Problem description = Are you able to quote each entry exactly as written?

[Data for this task Boundary: Start]

PR #1052, opened 2023-05-31
[CCXDEV-11073] OpenAPI specification for on-demand data gathering endpoints

epapbak:
# Description

- Add specification for the new endpoints in v2/openapi.json

Fixes CCXDEV-11073

## Type of change

## Testing steps

CI

## Checklist

### DIFF
--- a/server/api/v2/openapi.json
+++ b/server/api/v2/openapi.json
@@ -89,8 +89,7 @@
                       }
                     },
                     "status": {
-                      "type": "string",
-                      "example": "ok"
+                      "$ref": "#/components/schemas/statusResponse"
                     }
                   }
                 }
@@ -127,9 +126,8 @@
           {
             "example": "34c3ecc5-624a-49a5-bab8-4fdc5e51a266",
             "name": "clusterId",
-            "description": "ID of the cluster which must conform to UUID format.",
             "schema": {
-              "type": "string"
+              "$ref": "#/components/schemas/clusterId"
             },
             "in": "path",
             "required": true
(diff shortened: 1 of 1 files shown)


server/api/v2/openapi.json
```diff
@@ -1744,6 +1988,32 @@
           }
         }
       },
+      "simplifiedReport": {
+        "type": "array",
+        "items": {
+          "type": "object",
+          "properties": {
+            "rule_fqdn": {
```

[Data for this task Boundary: End]

Output =
PR #1052, opened 2023-05-31
[CCXDEV-11073] OpenAPI specification for on-demand data gathering endpoints

epapbak:
# Description

- Add specification for the new endpoints in v2/openapi.json

Fixes CCXDEV-11073

## Type of change

## Testing steps

CI

## Checklist

### DIFF
--- a/server/api/v2/openapi.json
+++ b/server/api/v2/openapi.json
@@ -89,8 +89,7 @@
                       }
                     },
                     "status": {
-                      "type": "string",
-                      "example": "ok"
+                      "$ref": "#/components/schemas/statusResponse"
                     }
                   }
                 }
@@ -127,9 +126,8 @@
           {
             "example": "34c3ecc5-624a-49a5-bab8-4fdc5e51a266",
             "name": "clusterId",
-            "description": "ID of the cluster which must conform to UUID format.",
             "schema": {
-              "type": "string"
+              "$ref": "#/components/schemas/clusterId"
             },
             "in": "path",
             "required": true
(diff shortened: 1 of 1 files shown)


server/api/v2/openapi.json
```diff
@@ -1744,6 +1988,32 @@
           }
         }
       },
+      "simplifiedReport": {
+        "type": "array",
+        "items": {
+          "type": "object",
+          "properties": {
+            "rule_fqdn": {
```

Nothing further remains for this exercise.